→ Task instructions
Only the number is wanted: tally the lines below that contain the word "conditionals".
[[ Extracted material, beginning ]]
PR #228, opened 2016-06-08
Remove left over polling in BUYApplePayAuthorizationDelegate.

dbart01:
### What this does
Removes polling in `BUYApplePayAuthorizationDelegate`, a change that was somehow lost somewhere at some point during a merge...

@bgulanowski @gabrieloc

### DIFF
--- a/Mobile Buy SDK/Mobile Buy SDK/Utils/BUYApplePayAuthorizationDelegate.m
+++ b/Mobile Buy SDK/Mobile Buy SDK/Utils/BUYApplePayAuthorizationDelegate.m
@@ -38,7 +38,7 @@
 
 const NSTimeInterval PollDelay = 0.5;
 
-typedef void (^AddressUpdateCompletion)(PKPaymentAuthorizationStatus, NSArray *shippingMethods, NSArray *summaryItems);
+typedef void (^AddressUpdateCompletion)(PKPaymentAuthorizationStatus, NSArray<PKShippingMethod *> * _Nonnull, NSArray<PKPaymentSummaryItem *> * _Nonnull);
 
 @interface BUYApplePayAuthorizationDelegate ()
 
@@ -132,13 +132,13 @@ typedef void (^AddressUpdateCompletion)(PKPaymentAuthorizationStatus, NSArray *s
 	[controller dismissViewControllerAnimated:YES completion:nil];
 }
 
--(void)paymentAuthorizationViewController:(PKPaymentAuthorizationViewController *)controller didSelectShippingAddress:(ABRecordRef)address completion:(void (^)(PKPaymentAuthorizationStatus, NSArray<PKShippingMethod *> * _Nonnull, NSArray<PKPaymentSummaryItem *> * _Nonnull))completion
+-(void)paymentAuthorizationViewController:(PKPaymentAuthorizationViewController *)controller didSelectShippingAddress:(ABRecordRef)address completion:(AddressUpdateCompletion)completion
 {
 	self.checkout.shippingAddress = [self buyAddressWithABRecord:address];
 	[self updateCheckoutWithAddressCompletion:completion];
 }
 
--(void)paymentAuthorizationViewController:(PKPaymentAuthorizationViewController *)controller didSelectShippingContact:(PKContact *)contact completion:(void (^)(PKPaymentAuthorizationStatus, NSArray<PKShippingMethod *> * _Nonnull, NSArray<PKPaymentSummaryItem *> * _Nonnull))completion
+-(void)paymentAuthorizationViewController:(PKPaymentAuthorizationViewController *)controller didSelectShippingContact:(PKContact *)contact completion:(AddressUpdateCompletion)completion
 {
 	self.checkout.shippingAddress = [self buyAddressWithContact:contact];
 	[self updateCheckoutWithAddressCompletion:completion];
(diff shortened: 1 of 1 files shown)


Mobile Buy SDK/Mobile Buy SDK/Utils/BUYApplePayAuthorizationDelegate.m
```diff
@@ -177,9 +174,39 @@ - (void)updateCheckoutWithAddressCompletion:(void (^)(PKPaymentAuthorizationStat
 		[self.client updateCheckout:self.checkout completion:^(BUYCheckout *checkout, NSError *error) {
 			if (checkout && error == nil) {
 				self.checkout = checkout;
-				[self getShippingRates:self.checkout completion:completion];
-			}
-			else {
+				
+				if ([self.checkout requiresShipping] == NO) {
```
bgulanowski: I would be a lot happier with this if the completion block was a property of this object, so we didn't need such painful indentation. The logic in here is simply too hard to follow with all the nested conditionals.

Mobile Buy SDK/Mobile Buy SDK/Utils/BUYApplePayAuthorizationDelegate.m
```diff
@@ -177,9 +174,39 @@ - (void)updateCheckoutWithAddressCompletion:(void (^)(PKPaymentAuthorizationStat
...
+					self.shippingRates = @[];
+					[self.client getShippingRatesForCheckoutWithToken:self.checkout.token completion:^(NSArray *shippingRates, BUYStatus status, NSError *error) {
+						
+						self.shippingRates = shippingRates;
+						if (shippingRates) {
+							
+							NSArray *shippingMethods = [BUYShippingRate buy_convertShippingRatesToShippingMethods:shippingRates];
+							if (shippingMethods.count > 0) {
+								
+								[self selectShippingMethod:shippingMethods[0] completion:^(BUYCheckout *checkout, NSError *error) {
```
bgulanowski: We should not need to pass completion blocks defined by self into methods owned by self. The `-selectShippingMethod:` method should be able to create this block, and will be able to if the caller's original completion block was available as an ivar or property.

Mobile Buy SDK/Mobile Buy SDK/Utils/BUYApplePayAuthorizationDelegate.m
```diff
@@ -177,9 +174,39 @@ - (void)updateCheckoutWithAddressCompletion:(void (^)(PKPaymentAuthorizationStat
...
+				
+				if ([self.checkout requiresShipping] == NO) {
+					completion(PKPaymentAuthorizationStatusSuccess, nil, [self.checkout buy_summaryItemsWithShopName:self.shopName]);
+				} else {
+					
+					self.shippingRates = @[];
+					[self.client getShippingRatesForCheckoutWithToken:self.checkout.token completion:^(NSArray *shippingRates, BUYStatus status, NSError *error) {
+						
+						self.shippingRates = shippingRates;
+						if (shippingRates) {
```
bgulanowski: We don't need this conditional check—the `-buy_convertShippingRatesToShippingMethods:` will return an empty array if we pass in nil.

Mobile Buy SDK/Mobile Buy SDK/Utils/BUYApplePayAuthorizationDelegate.m
```diff
@@ -177,9 +174,39 @@ - (void)updateCheckoutWithAddressCompletion:(void (^)(PKPaymentAuthorizationStat
...
+									completion(error ? PKPaymentAuthorizationStatusFailure : PKPaymentAuthorizationStatusSuccess, shippingMethods, [self.checkout buy_summaryItemsWithShopName:self.shopName]);
+								}];
+								
+							} else {
+								self.lastError = [NSError errorWithDomain:BUYShopifyError code:BUYShopifyError_NoShippingMethodsToAddress userInfo:nil];
+								completion(PKPaymentAuthorizationStatusInvalidShippingPostalAddress, nil, [self.checkout buy_summaryItemsWithShopName:self.shopName]);
+							}
+							
+						} else {
+							completion(PKPaymentAuthorizationStatusInvalidShippingPostalAddress, nil, [self.checkout buy_summaryItemsWithShopName:self.shopName]);
```
bgulanowski: Some code duplication in the error cases. Would it be worth trying to write an operation group for this?

Mobile Buy SDK/Mobile Buy SDK/Utils/BUYApplePayAuthorizationDelegate.m
```diff
@@ -177,9 +174,39 @@ - (void)updateCheckoutWithAddressCompletion:(void (^)(PKPaymentAuthorizationStat
...
+							if (shippingMethods.count > 0) {
+								
+								[self selectShippingMethod:shippingMethods[0] completion:^(BUYCheckout *checkout, NSError *error) {
+									if (checkout && error == nil) {
+										self.checkout = checkout;
+									}
+									completion(error ? PKPaymentAuthorizationStatusFailure : PKPaymentAuthorizationStatusSuccess, shippingMethods, [self.checkout buy_summaryItemsWithShopName:self.shopName]);
+								}];
+								
+							} else {
```
bgulanowski: It looks like this `else` block and the `else` in the enclosing block are both in the same scope, so possibly these could be collapsed.

Mobile Buy SDK/Mobile Buy SDK/Utils/BUYApplePayAuthorizationDelegate.m
bgulanowski: We can collapse the first two conditionals here:
```objective-c
if (!error && [self.checkout requiresShipping]) {
  // normal case
}
else {
  self.lastError = error;
}
```

bgulanowski:
@dbart01 I've done some refactoring. Please have a look.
[[ Extracted material, end ]]
→ Reply to the task
2